Statistics from Altmetric.com
Emergency department staffing in England and Wales
Are there enough medics and nurses to go around EDs in the England and Wales (E&W)? This postal questionnaire survey, with a response rate of 45% of Trusts in E&W showed that the predominant workforce comprised “SHO” grade doctors. The bigger the department was, the more doctors there were; this was not matched when looking at the proportional numbers of nursing staff. Most departments do not fulfil the BAEM recommendations of 2005. How does your service compare (see page 420)?
Are emergency Department Board Rounds Worthwhile?
A good question given that valuable clinical time is spent doing them. The authors set about answering this, in their medium-sized department in the UK, by a prospective observational study of board rounds, collecting data on changes made to patients’ investigations, treatment or disposition, and whether any educational benefit arose, or merely delayed unseen patients to be processed. Happily, boards round seem to help! Board rounds, conducted by senior doctors, led to a change in patient management in 5.8% of cases, change in treatment in 15% and only 1.2 patients were delayed to be seen as a result of the board round. In nearly one third, educational events took place.

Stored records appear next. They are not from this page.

PR #751, opened 2017-09-13
Hotfix rtl switch

rowasc:
- Makes platform-client compatible with platform-pattern-library rc20 

Testing checklist:
- [ ] Open the client with pattern library rc15. Navigate to the map. 
- [ ] Open the client with pattern library rc20. Navigate to the map. 
- [ ] Both versions should work and load the styles. 
- [ ] Both versions should show the loading bar and not an error while loading 

Screenshot of what happens if you don't have this fix but apply Rc20 

screen shot 2017-09-13 at 1 15 48 pm

Fixes ushahidi/platform# .

Ping @ushahidi/platform

### DIFF
--- a/package.json
+++ b/package.json
@@ -116,7 +116,7 @@
     "ngGeolocation": "rjmackay/ngGeolocation",
     "nvd3": "^1.8.4",
     "underscore": "^1.7.0",
-    "ushahidi-platform-pattern-library": "3.7.1-rc.15"
+    "ushahidi-platform-pattern-library": "^3.7.1-rc.20"
   },
   "engines": {
     "node": ">=4.0"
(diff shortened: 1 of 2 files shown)


rowasc:
cc : @Angamanga @crcommons @middle8media this should fix the problem we were having until the real feature with RTL is merged to platform-client at least.

package.json
```diff
@@ -116,7 +116,7 @@
     "ngGeolocation": "rjmackay/ngGeolocation",
     "nvd3": "^1.8.4",
     "underscore": "^1.7.0",
-    "ushahidi-platform-pattern-library": "3.7.1-rc.15"
+    "ushahidi-platform-pattern-library": "^3.7.1-rc.20"
```
rjmackay: This should be fixed to a specific version, not "^version". The client tightly tied to exact PL versions

rowasc:
@middle8media you might want to bump this up to rc22 later. Merging this fix in the meantime, so we are using the PL with the namespacing and catching issues.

This is an important area of ED management and education, which warrants further study (see page 440).
A prospective evaluation of the Cape Triage Score
This paper looks at the Cape triage score and tested it against a four month database, consisting of 798 patients attending an ED in a deprived area of South Africa; this department sees 4500 attendances per month. From their studies, they found that using the simple physiological scoring system, changing the priority ordering based on the MEWS score and identifying certain conditions such as diabetic ketoacidosis, stroke and haemoptysis (and adding additional points for trauma cases) meant that the CTS score, already shown to reduce waiting times and influencing mortality rates, could be modified so that undertriage of patients improved from 24% to 12% and overtriage altered from 25% to 45%, the score applying to patients over the age of 12 years. This group is leading the way in producing safe and sensible systems for improving the deliver of care in the South African setting (see page 398).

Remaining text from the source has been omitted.